WORK ITEM
Every record must be restated exactly as written.

Dataset entries:
#####

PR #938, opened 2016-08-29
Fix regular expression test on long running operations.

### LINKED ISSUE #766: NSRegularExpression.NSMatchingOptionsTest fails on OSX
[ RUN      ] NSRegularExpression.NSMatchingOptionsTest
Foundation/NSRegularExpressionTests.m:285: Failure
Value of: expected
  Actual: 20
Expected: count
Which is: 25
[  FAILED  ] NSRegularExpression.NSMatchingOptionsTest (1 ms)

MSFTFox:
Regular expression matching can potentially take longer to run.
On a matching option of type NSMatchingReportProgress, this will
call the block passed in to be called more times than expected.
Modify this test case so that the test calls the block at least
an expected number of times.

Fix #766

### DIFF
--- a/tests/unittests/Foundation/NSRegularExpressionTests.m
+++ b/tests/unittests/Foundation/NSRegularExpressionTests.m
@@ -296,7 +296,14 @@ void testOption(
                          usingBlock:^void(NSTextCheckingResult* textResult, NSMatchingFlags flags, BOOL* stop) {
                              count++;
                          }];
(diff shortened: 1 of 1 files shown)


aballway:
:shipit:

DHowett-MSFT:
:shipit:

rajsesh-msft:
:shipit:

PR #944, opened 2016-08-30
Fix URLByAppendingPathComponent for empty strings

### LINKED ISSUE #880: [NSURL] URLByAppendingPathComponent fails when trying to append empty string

#####

EXPECTED OUTPUT
PR #938, opened 2016-08-29
Fix regular expression test on long running operations.

### LINKED ISSUE #766: NSRegularExpression.NSMatchingOptionsTest fails on OSX
[ RUN      ] NSRegularExpression.NSMatchingOptionsTest
Foundation/NSRegularExpressionTests.m:285: Failure
Value of: expected
  Actual: 20
Expected: count
Which is: 25
[  FAILED  ] NSRegularExpression.NSMatchingOptionsTest (1 ms)

MSFTFox:
Regular expression matching can potentially take longer to run.
On a matching option of type NSMatchingReportProgress, this will
call the block passed in to be called more times than expected.
Modify this test case so that the test calls the block at least
an expected number of times.

Fix #766

### DIFF
--- a/tests/unittests/Foundation/NSRegularExpressionTests.m
+++ b/tests/unittests/Foundation/NSRegularExpressionTests.m
@@ -296,7 +296,14 @@ void testOption(
                          usingBlock:^void(NSTextCheckingResult* textResult, NSMatchingFlags flags, BOOL* stop) {
                              count++;
                          }];
(diff shortened: 1 of 1 files shown)


aballway:
:shipit:

DHowett-MSFT:
:shipit:

rajsesh-msft:
:shipit:

PR #944, opened 2016-08-30
Fix URLByAppendingPathComponent for empty strings

### LINKED ISSUE #880: [NSURL] URLByAppendingPathComponent fails when trying to append empty string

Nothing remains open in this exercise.